Cuando tiene que ir de viaje a Arequipa o a La Paz, para visitar a sus hijos que están allí, lo hace solo. Es su esposa doña Juana quien, indefectiblemente, se queda para seguir con la producción de los alfajores.
Quizá este compromiso vaya más allá que una simple transacción de producto y venta. Quizá haya en el corazón de este hombre así como en los ingredientes que utiliza una cierta pasión concentrada que hace que, en el sabor de sus alfajores, podamos encontrar la esencia de ese Puno añejo y actual, de tarde caliente y noche fría, que nos transporta, como si se tratara de un viaje, a disfrutar de un necesario gustito cada día.
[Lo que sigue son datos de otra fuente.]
PR #132, opened 2022-07-06
Enable blank line rules for swiftformat.

pixlwave:
@ismailgulek You were right, these are good too. TBH I thought they did something around `// MARK:` comments which was why I disabled them. Definitely makes sense to enable these 👍


ismailgulek (approved):
LGTM 🤩

PR #133, opened 2022-07-18
Prevent images cached on disk from loading on the main queue

stefanceriu:


ElementX/Sources/Services/Media/MediaProvider.swift
```diff
@@ -54,18 +54,18 @@ struct MediaProvider: MediaProviderProtocol {
...
-            }
-        }
-        
-        if case let .success(cacheResult) = cachedImageLoadResult,
-           let image = cacheResult.image {
-            return .success(image)
-        }
-        
         return await Task.detached { () -> Result<UIImage, MediaProviderError> in
+            let cachedImageLoadResult = await withCheckedContinuation { continuation in
```
pixlwave, line 58: Might be nice to move this continuation into an async function on an extension of the cache object.

pixlwave (approved):
LGTM 👍

ElementX/Sources/Services/Media/MediaProvider.swift
stefanceriu: Nice one 👍

PR #1312, opened 2023-07-11
SDK Changes Refactor

Velin92:
This PR includes the two following refactors coming from SDK changes:

 - App Service to control at the same time the encryption sync AND the room list API
 - Internal identifiers to keep a stable identifiction system for each timeline item, this is independent from the event id which can be not available in some cases (for example between the transition from Local echo to Remote Message)
 - Refactor to properly use the right identifier for the right call, and joined the identifiers into a single  Hashable struct
 - SDK Bump to 1.0.98


ElementX/Sources/Services/Client/ClientProxy.swift
```diff
@@ -385,85 +372,73 @@ class ClientProxy: ClientProxyProtocol {
...
+            let roomListService = appService.roomListService()
+
+            roomSummaryProvider = RoomSummaryProvider(roomListService: roomListService,
+                                                      eventStringBuilder: RoomEventStringBuilder(stateEventStringBuilder: RoomStateEventStringBuilder(userID: userID)),
+                                                      name: "AllRooms")
+
+            try await roomSummaryProvider?.setRoomList(roomListService.allRooms())
+
+            inviteSummaryProvider = RoomSummaryProvider(roomListService: roomListService,
+                                                        eventStringBuilder: RoomEventStringBuilder(stateEventStringBuilder: RoomStateEventStringBuilder(userID: userID)),
```
pixlwave, line 396: I realise this is how it was, but should we make this string builder once and pass it to both providers?

ElementX/Sources/Services/Room/RoomSummary/RoomSummaryProvider.swift
```diff
@@ -140,7 +140,23 @@ class RoomSummaryProvider: RoomSummaryProviderProtocol {
         
         MXLog.verbose("\(name): Finished applying \(diffs.count) diffs, new room list \(rooms.compactMap { $0.id ?? "Empty" })")
     }
-        
+
+    private func fetchLastMessage(roomListItem: RoomListItemProtocol) -> EventTimelineItem? {
+        class RoomMessageBox {
```
pixlwave, line 145: Box feels very Rust and a bit alien to Swift imo…

ElementX/Sources/Services/Client/ClientProxy.swift
```diff
@@ -385,85 +372,73 @@ class ClientProxy: ClientProxyProtocol {
...
+
+            self.appService = appService
+            self.roomListService = roomListService
+
+            appServiceUpdateTaskHandle = appService.state(listener: AppStateObserverProxy { [weak self] state in
                 guard let self else { return }
+                MXLog.info("Received app service update: \(state)")
+                switch state {
+                case .error:
+                    restartSync()
```
pixlwave, line 407: Ohhhh interesting, I'd wondered how the app was retrying requests in a quick loop. In the future we should be adding some kind of back-off on this.

pixlwave (approved):
Very nice, this is a really positive change to the code :)

ElementX.xcodeproj/xcshareddata/xcschemes/ElementX.xcscheme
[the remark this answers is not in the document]
Velin92: actually this was in @aringenbach 's PR and xcodegen does not revert it back, is it actually needed?
(I actually realised that when I compiled the code the proj was automatically doing this update too to the scheme, so I guess is probably related to Xcode updtes?)

ElementX/Sources/Services/Room/RoomSummary/RoomSummaryProvider.swift
Velin92: this was originally in @aringenbach 's PR and I think is related to the async method solution.
Maybe we want to call it `EventTimelineItemReference` ?

ElementX.xcodeproj/xcshareddata/xcschemes/ElementX.xcscheme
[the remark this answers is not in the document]
pixlwave: Oh ok well if xcodegen doesn't revert it, then its fine.

ElementX/Sources/Services/Room/RoomSummary/RoomSummaryProvider.swift
pixlwave: Given its nested could simply be `FetchResult` or similar.

ElementX/Sources/Screens/RoomScreen/RoomScreenViewModel.swift
```diff
@@ -449,17 +449,20 @@ class RoomScreenViewModel: RoomScreenViewModelType, RoomScreenViewModelProtocol
             setComposerMode(.edit(originalItemId: messageTimelineItem.id))
         case .copyPermalink:
             do {
-                let permalink = try PermalinkBuilder.permalinkTo(eventIdentifier: eventTimelineItem.id, roomIdentifier: timelineController.roomID,
+                guard let eventID = eventTimelineItem.id.eventID else {
+                    break
```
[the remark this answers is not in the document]
Velin92: or even better I can just do:
```
 displayError(.alert(L10n.errorFailedCreatingThePermalink))
 break
 ```

File: ElementX/Sources/Services/Timeline/TimelineController/RoomTimelineController.swift [hunk 5]
```diff
@@ -121,68 +121,81 @@ class RoomTimelineController: RoomTimelineControllerProtocol {
...
+    func sendMessage(_ message: String, inReplyTo itemID: TimelineItemIdentifier?) async {
         if itemID == nil {
             MXLog.info("Send message in \(roomID)")
         } else {
             MXLog.info("Send reply in \(roomID)")
         }
-        
-        switch await roomProxy.sendMessage(message, inReplyTo: itemID) {
+
+        switch await roomProxy.sendMessage(message, inReplyTo: itemID?.eventID) {
```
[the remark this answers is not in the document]
Velin92: done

Por eso podemos decir que quien no ha comido un alfajor “Crema de Oro” no conoce el sabor de Puno.
Y eso es suficiente y bastante. A don Pablito no le hace falta toda esa maquinaria mercantil y mediática dirigida por intereses privados que ensalza el boom gastronómico peruano –en verdad solo limeño– del que tanto se habla en los últimos años, sencillamente porque sus alfajores no pasan de moda y se han insertado en la tradición de la ciudad desde hace más de 50 años, sin traicionar su calidad ni su convicción de endulzar y generar placer en quienes los comen. La sabiduría del sabor. Ya ni siquiera la competencia preocupa. La gente se queja de los otros alfajoreros porque no se igualan a estos.
Un secreto.- Don Pablito dice que sus alfajores adquieren un sabor distinto, “mucho más rico”, si se guardan de un día para otro. “Pero solo un día”, precisa. Parece ser que de esta forma absorben el clima frígido de la ciudad, lo que hace que se revistan de cierto sabor que los hace más deliciosos. “Y hay que comerlos con cafecito o con té”, recomienda.